## Directions for this task
Give back, exactly and with nothing added, the lines that run from the one containing "## AF-165: Require" to the final line below.

[Input Boundary: Start]

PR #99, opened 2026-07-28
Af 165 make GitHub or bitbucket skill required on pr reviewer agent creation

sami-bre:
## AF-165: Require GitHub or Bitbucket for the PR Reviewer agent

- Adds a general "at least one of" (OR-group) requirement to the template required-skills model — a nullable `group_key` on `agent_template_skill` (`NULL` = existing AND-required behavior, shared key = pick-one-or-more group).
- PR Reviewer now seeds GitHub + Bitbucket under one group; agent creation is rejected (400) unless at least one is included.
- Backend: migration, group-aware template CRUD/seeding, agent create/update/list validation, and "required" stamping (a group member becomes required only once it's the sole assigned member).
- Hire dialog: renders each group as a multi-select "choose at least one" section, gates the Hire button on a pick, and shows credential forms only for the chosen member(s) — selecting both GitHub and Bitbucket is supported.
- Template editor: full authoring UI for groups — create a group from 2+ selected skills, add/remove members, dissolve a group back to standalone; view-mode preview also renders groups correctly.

[Input Boundary: End]

## Answer box
## AF-165: Require GitHub or Bitbucket for the PR Reviewer agent

- Adds a general "at least one of" (OR-group) requirement to the template required-skills model — a nullable `group_key` on `agent_template_skill` (`NULL` = existing AND-required behavior, shared key = pick-one-or-more group).
- PR Reviewer now seeds GitHub + Bitbucket under one group; agent creation is rejected (400) unless at least one is included.
- Backend: migration, group-aware template CRUD/seeding, agent create/update/list validation, and "required" stamping (a group member becomes required only once it's the sole assigned member).
- Hire dialog: renders each group as a multi-select "choose at least one" section, gates the Hire button on a pick, and shows credential forms only for the chosen member(s) — selecting both GitHub and Bitbucket is supported.
- Template editor: full authoring UI for groups — create a group from 2+ selected skills, add/remove members, dissolve a group back to standalone; view-mode preview also renders groups correctly.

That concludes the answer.